Prima de ‘La descrizione di un attimo', i Tiromancino erano un’entità davvero singolare. L’esordio omonimo, uscito nel 1992 quando l’ensemble ancora adottava il nome Tiromancyno, è ascrivibile alla categoria “obbrobri”, come Zampaglione stesso non ha potuto non ammettere (addirittura nel sito ufficiale); il secondo, “Insisto” (1994), ha smentito solo in (minima) parte la minaccia del titolo; il terzo, “Alone alieno” (1995), ha evidenziato qualche spunto intrigante, dando luogo a timide aspettative poi sconfessate dal quarto, confusionario “Rosa spinto” (1997).
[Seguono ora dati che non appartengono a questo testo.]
PR #466, opened 2020-03-23
Change actions query yf

### LINKED ISSUE #492: Activity on homepage doesn't match explorer
**Problem**

Activity on homepage doesn't match explorer for account created through linkdrop:
https://explorer.nearprotocol.com/accounts/test-linkdrop

**Expected Behavior**

Activity in explorer and wallet is the same

**Steps to reproduce**

1. Create new account using linkdrop URL.
2. Observe absence of activity on homepage.
3. Click "View All" to see activity in explorer (it's not empty now)

icerove:
actions is separated from transactions and make it a separate table already. Update actions query from explorer backend database and wait for some other DB changes for explorer. After Explorer ready, make frontend UI proper

fix #492


src/components/dashboard/DashboardDetail.js
```diff
@@ -83,24 +83,24 @@ class DashboardDetail extends Component {
                     <DashboardActivity
                         loader={loader}
                         image={activityGreyImage}
-                        title=<Translate id='dashboard.activity' />
+                        title={<Translate id='dashboard.activity' />}
```
vgrichina: Why do we need changes in this file? Seem unrelated to main topic of PR.

src/utils/explorer-api.js
```diff
@@ -39,8 +38,31 @@ export async function getTransactions(accountId = '') {
...
+                `SELECT actions.action_type as kind, 
+                        actions.action_args as args
+                FROM actions
+                WHERE actions.transaction_hash = :hash
+                ORDER BY actions.action_index`,
+                  {
+                    hash: t.hash
+                  }
+            ]
+        ))
```
vgrichina: This doesn’t call resolve/reject so cannot work properly. I suggest wrapping wamp.call into helper function which handles promise creation automatically.

src/utils/explorer-api.js
```diff
@@ -39,8 +38,31 @@ export async function getTransactions(accountId = '') {
...
+        tx.actions = actions.map(action => {
+              if (typeof action === "string") {
+                return { [action]: {} };
+              } else {
```
vgrichina: Nit: else isn’t really needed given that previous statement uses return.

src/components/dashboard/DashboardDetail.js
icerove: touch this file to change postprocessSerdeStruct function

vgrichina: I don't understand. Are you committing this because you needed to trigger auto-compile locally?

icerove: I will change back. when I first search where actions display, I fount this file. it gives the error if without curly braces. so I change them.

vgrichina:
1) why do you remove `yarn.lock`?
2) my understanding is that with this change retrieving user activity requires N+1 queries to server (where N is number of transactions). This sounds like super inefficient from both client and server POV. Why is it necessary? Why cannot data be joined on server instead?

icerove:
1. remove it accidentally and change back
2. we now separate action table from transaction table and action has to be query from transaction hash. This is for explorer backend improvement.

vgrichina:
> we now separate action table from transaction table and action has to be query from transaction hash. This is for explorer backend improvement.

@icerove /cc @frol 

This doesn't make sense to me. Backend now has to process 10x requests and make 10x more DB queries to get info necessary to display 10 transactions. How does it improve backend performance?

frol:
@icerove You have an [N+1 query problem](https://stackoverflow.com/questions/97197/what-is-the-n1-selects-problem-in-orm-object-relational-mapping) here. It is fine to use a single query with a JOIN here (select transactions, order them by block_timestamp, limit by a number, and join their actions - as you can see, since ordering and limiting happen on the transactions table, it only needs to find and join actions to a dozen transactions, which is fast), or alternatively do two queries: select transactions and then select actions for the given transaction hashes (`WHERE transaction_hash IN ( list of transaction hashes )`).

vgrichina:
@frol  Just noticed `[action.kind]: JSON.parse(action.args)` BTW, another improvement possible is to use `JSONB` in Postgres for storing JSON. This is both more compact and can be faster to query (you can even index paths in JSON).

frol:
@vgrichina Postgres turned out to be slower for our common queries (well, in the previous DB structure, where we had excessive ORDER BY over JOINed columns), and it has a track of [slow COUNT queries](https://wiki.postgresql.org/wiki/Slow_Counting). We still have it in our Icebox, but I hope we won't need to do this (meaning that the new indexer https://github.com/nearprotocol/near-explorer/issues/236 can hopefully resolve this before we hit the ceiling)

icerove:
@frol  @vgrichina 
I change query to this:
image

vgrichina:
@icerove when I try using it with newly created account at https://near-wallet-pr-466.onrender.com/ I get blank screen and following error:

Uncaught (in promise) Error: amount property should not be null

Same error is reproduced on https://betanet-wallet-pr-466.onrender.com

Please test your changes in production settings, that's why we have auto-deploy for every PR – stuff can work differently that in your local setup.

src/utils/explorer-api.js
```diff
@@ -12,22 +12,16 @@ export async function getTransactions(accountId = '') {
...
-                LIMIT :offset, :count
+            `SELECT 
+                    hash, signer_id, receiver_id, block_hash, 
+                    block_timestamp, action_type as kind, action_args as args
+            from 
+                (SELECT hash, signer_id,  receiver_id, block_hash,  block_timestamp
+                    FROM  transactions
+                    WHERE  signer_id = :accountId OR receiver_id = :accountId
+                    ORDER BY block_timestamp DESC
+                    LIMIT :offset ,:count) as transactions
```
vgrichina, line 23: nit: `:offset, :count`

src/utils/explorer-api.js
```diff
@@ -12,22 +12,16 @@ export async function getTransactions(accountId = '') {
...
+                    LEFT JOIN actions ON actions.transaction_hash = transactions.hash
```
vgrichina, line 24: nit: needs to be pulled back in indentation IMO as now it looks like this join is part of inner `(SELECT`, but in fact it is part of outer `SELECT`.

src/utils/explorer-api.js
```diff
@@ -12,22 +12,16 @@ export async function getTransactions(accountId = '') {
...
-                    signer_id = :accountId 
-                    OR receiver_id = :accountId
-                ORDER BY blocks.height DESC
-                LIMIT :offset, :count
+            `SELECT 
+                    hash, signer_id, receiver_id, block_hash, 
+                    block_timestamp, action_type as kind, action_args as args
+            from 
+                (SELECT hash, signer_id,  receiver_id, block_hash,  block_timestamp
+                    FROM  transactions
```
vgrichina, line 20: nit: `FROM transactions`

src/utils/explorer-api.js
```diff
@@ -12,22 +12,16 @@ export async function getTransactions(accountId = '') {
...
-                LEFT JOIN blocks ON blocks.hash = transactions.block_hash
-                WHERE 
-                    signer_id = :accountId 
-                    OR receiver_id = :accountId
-                ORDER BY blocks.height DESC
-                LIMIT :offset, :count
+            `SELECT 
+                    hash, signer_id, receiver_id, block_hash, 
+                    block_timestamp, action_type as kind, action_args as args
+            from
```
vgrichina, line 18: nit: `FROM`

src/utils/explorer-api.js
```diff
@@ -12,22 +12,16 @@ export async function getTransactions(accountId = '') {
...
-                    blocks.timestamp as blockTimestamp
-                FROM 
-                    transactions
-                LEFT JOIN blocks ON blocks.hash = transactions.block_hash
-                WHERE 
-                    signer_id = :accountId 
-                    OR receiver_id = :accountId
-                ORDER BY blocks.height DESC
-                LIMIT :offset, :count
+            `SELECT
```
frol, line 15: Please, test this query:

```SQL
SELECT 
    transactions.hash, transactions.signer_id, transactions.receiver_id, transactions.block_hash, 
    transactions.block_timestamp, actions.action_type as kind, actions.action_args as args
FROM transactions
LEFT JOIN actions ON actions.transaction_hash = transactions.hash
WHERE transactions.signer_id = :accountId OR transactions.receiver_id = :accountId
ORDER BY block_timestamp DESC
LIMIT :offset, :count
```

src/components/dashboard/DashboardDetail.js
```diff
@@ -115,14 +115,14 @@ const mapDispatchToProps = {
 }
 
 // make sure that an action is an object, for UI purpose
-const postprocessSerdeStruct = (action) => typeof action == 'object' ? [action] : [{[action]: {}}]
+const postprocessSerdeStruct = (action) => typeof action == 'object' ? [{[action.kind]: [action.args]}] : [{[action]: {}}]
 
 const mapStateToProps = ({ account }) => {
     const transactions = account.transactions 
-        ? account.transactions.flatMap(t => t.actions.map((a) => ({
+        ? account.transactions.map(t => ({
```
frol, line 122: @vgrichina Interesting, so we don't care if those actions were a part of a single transaction; is this intended?

src/components/dashboard/DashboardDetail.js
```diff
@@ -115,14 +115,14 @@ const mapDispatchToProps = {
 }
 
 // make sure that an action is an object, for UI purpose
-const postprocessSerdeStruct = (action) => typeof action == 'object' ? [action] : [{[action]: {}}]
+const postprocessSerdeStruct = (action) => typeof action == 'object' ? [{[action.kind]: [action.args]}] : [{[action]: {}}]
```
frol, line 118: I guess, this method is useless since we normalize actions with the DB, and there is only a single format now.

src/components/dashboard/DashboardDetail.js
vgrichina: @frol any reason for us to care? It's displayed as a flat list anyway. Batch transaction concept as we have now generally isn't very useful, as it only works for same receiver (while in apps it's most interesting to batch calls to different receivers).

Il poker dice dunque che, fino alla svolta verso il “pop d’autore” aggraziato ed evocativo attuata con ‘La descrizione di un attimo', la band si dedicava a un “rock moderno” arzigogolato, camaleontico e velleitario che dava l’impressione di voler cavalcare l’onda dei fenomeni al momento più in voga o, nella migliore delle ipotesi, di non sapere dove andare a parare. ‘Sono cresciuto con De Andrè, Battisti e Dalla, cioè quello che girava a casa mia, mentre dall’altra parte avevo una passione per i Cream, i Led Zeppelin, Jimi Hendrix; con il gruppo sentivo la necessità di unire queste due anime in canzoni che avessero una veste sonora interessante'. Così Zampaglione a proposito del suo strano percorso formativo, coltivato con encomiabile tenacia nonostante gli scarsi consensi di media e pubblico. ‘È come se per anni fossimo stati una specie di laboratorio finalizzato a imparare a suonare e trattare quanto ottenuto suonando', aggiunse. ‘C’è chi ha subito le idee chiare e chi no: io ho dovuto sforzarmi molto per migliorare, ma non ho mai preso sottogamba la musica e ho sempre cercato di arricchirmi attraverso gli errori'.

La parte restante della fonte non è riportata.